What the task asks:
From the records, return each line that has the word "export" in it.

Data for this exercise:
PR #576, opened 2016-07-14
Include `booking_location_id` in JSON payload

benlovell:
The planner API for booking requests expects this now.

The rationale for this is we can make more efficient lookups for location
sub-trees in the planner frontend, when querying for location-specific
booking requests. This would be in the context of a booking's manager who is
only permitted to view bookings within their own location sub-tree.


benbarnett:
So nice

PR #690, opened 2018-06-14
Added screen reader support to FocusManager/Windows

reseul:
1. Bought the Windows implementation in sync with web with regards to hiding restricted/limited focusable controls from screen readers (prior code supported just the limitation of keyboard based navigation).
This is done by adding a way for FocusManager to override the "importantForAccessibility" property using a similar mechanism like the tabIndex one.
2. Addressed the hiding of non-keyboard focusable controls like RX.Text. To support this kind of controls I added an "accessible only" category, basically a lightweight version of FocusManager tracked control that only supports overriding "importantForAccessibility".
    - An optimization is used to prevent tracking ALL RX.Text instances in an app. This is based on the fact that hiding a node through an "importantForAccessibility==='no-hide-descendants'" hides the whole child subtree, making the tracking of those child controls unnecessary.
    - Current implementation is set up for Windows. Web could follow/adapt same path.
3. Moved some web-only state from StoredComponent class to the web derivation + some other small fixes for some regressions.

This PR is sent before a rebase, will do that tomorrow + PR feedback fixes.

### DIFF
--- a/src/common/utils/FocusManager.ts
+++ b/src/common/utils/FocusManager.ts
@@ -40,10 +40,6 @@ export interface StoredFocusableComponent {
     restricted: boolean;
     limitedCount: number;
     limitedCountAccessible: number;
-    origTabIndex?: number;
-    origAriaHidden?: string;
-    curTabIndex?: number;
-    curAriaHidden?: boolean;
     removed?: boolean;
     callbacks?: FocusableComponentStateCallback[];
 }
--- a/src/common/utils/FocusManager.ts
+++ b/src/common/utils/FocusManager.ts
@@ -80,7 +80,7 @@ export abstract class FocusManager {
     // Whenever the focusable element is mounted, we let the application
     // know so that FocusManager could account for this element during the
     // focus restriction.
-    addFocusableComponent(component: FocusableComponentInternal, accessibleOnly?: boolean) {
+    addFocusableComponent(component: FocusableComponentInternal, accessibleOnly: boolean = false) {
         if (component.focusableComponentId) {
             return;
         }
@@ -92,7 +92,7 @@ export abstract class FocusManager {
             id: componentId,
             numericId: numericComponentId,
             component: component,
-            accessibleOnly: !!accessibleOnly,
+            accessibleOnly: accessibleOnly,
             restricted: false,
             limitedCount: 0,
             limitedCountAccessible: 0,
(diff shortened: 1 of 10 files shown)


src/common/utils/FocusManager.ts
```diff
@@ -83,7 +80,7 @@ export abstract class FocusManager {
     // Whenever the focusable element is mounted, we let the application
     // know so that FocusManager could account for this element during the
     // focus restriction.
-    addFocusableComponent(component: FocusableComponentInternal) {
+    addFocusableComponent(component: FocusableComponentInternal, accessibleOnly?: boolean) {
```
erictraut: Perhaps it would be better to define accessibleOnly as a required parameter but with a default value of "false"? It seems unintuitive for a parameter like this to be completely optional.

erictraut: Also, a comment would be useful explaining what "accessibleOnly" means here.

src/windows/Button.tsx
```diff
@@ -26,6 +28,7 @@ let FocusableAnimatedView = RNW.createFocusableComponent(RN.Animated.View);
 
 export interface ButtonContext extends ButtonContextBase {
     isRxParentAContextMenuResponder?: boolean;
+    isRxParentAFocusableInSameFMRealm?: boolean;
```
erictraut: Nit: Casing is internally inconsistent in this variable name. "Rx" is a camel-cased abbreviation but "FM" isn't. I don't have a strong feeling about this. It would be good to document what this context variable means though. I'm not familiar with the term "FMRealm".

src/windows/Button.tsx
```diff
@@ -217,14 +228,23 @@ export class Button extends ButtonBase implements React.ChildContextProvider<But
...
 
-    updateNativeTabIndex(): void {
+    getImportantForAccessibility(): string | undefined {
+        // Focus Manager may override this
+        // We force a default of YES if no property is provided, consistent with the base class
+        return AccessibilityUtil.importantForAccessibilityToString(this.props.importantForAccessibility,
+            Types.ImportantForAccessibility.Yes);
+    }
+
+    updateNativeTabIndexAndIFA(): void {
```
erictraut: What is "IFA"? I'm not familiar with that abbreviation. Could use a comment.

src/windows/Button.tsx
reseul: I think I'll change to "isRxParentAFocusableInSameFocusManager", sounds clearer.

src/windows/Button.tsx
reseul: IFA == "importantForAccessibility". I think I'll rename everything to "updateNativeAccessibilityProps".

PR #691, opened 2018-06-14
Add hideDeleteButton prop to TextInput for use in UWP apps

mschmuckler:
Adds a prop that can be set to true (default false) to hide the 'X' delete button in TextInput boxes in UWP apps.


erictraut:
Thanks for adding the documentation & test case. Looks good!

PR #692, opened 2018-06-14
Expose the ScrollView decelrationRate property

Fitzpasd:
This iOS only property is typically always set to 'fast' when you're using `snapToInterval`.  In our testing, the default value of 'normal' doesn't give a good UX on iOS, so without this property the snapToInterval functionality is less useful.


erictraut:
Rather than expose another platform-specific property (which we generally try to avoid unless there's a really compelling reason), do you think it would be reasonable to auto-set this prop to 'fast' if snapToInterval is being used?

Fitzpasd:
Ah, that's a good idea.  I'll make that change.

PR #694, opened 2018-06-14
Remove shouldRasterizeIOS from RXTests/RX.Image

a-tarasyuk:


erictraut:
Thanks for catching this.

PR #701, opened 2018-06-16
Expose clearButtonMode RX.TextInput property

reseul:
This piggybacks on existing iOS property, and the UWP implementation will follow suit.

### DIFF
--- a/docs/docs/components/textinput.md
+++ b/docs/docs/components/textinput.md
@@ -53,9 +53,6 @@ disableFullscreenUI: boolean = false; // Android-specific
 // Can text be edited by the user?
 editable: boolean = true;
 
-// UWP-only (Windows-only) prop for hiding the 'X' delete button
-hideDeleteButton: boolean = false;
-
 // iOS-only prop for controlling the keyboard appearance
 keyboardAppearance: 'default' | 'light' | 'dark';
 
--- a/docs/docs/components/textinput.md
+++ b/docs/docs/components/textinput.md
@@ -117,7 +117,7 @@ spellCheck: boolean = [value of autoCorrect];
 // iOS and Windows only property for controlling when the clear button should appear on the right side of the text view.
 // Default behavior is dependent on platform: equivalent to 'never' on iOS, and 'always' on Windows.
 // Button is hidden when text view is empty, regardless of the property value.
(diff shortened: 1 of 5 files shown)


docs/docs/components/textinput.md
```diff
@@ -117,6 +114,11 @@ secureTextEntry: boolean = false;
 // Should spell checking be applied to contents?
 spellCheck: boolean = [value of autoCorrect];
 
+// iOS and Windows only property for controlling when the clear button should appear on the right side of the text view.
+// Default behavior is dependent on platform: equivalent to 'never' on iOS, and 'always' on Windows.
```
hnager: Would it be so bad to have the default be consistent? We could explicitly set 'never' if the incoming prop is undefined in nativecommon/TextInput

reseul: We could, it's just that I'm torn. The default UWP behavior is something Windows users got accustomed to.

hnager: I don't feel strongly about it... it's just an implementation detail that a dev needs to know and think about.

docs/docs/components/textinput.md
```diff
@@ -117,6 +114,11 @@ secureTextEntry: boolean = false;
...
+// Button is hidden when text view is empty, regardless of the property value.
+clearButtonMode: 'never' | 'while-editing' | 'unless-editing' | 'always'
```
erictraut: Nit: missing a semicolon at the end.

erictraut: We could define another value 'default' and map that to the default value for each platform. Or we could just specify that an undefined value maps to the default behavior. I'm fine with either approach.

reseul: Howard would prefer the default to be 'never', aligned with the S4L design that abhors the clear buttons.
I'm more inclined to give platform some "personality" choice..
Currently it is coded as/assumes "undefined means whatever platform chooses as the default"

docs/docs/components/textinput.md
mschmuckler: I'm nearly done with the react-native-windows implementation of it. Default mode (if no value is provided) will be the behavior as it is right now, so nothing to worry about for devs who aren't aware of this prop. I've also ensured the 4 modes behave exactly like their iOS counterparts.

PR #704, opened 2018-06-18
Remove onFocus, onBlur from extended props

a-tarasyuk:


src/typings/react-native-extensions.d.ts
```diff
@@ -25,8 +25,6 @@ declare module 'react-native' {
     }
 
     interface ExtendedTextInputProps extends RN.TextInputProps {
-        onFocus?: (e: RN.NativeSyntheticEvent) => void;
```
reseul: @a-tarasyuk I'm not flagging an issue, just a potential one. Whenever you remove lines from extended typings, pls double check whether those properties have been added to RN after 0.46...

Exercise answer:
@@ -40,10 +40,6 @@ export interface StoredFocusableComponent {
@@ -80,7 +80,7 @@ export abstract class FocusManager {
@@ -92,7 +92,7 @@ export abstract class FocusManager {
@@ -83,7 +80,7 @@ export abstract class FocusManager {
 export interface ButtonContext extends ButtonContextBase {
@@ -217,14 +228,23 @@ export class Button extends ButtonBase implements React.ChildContextProvider<But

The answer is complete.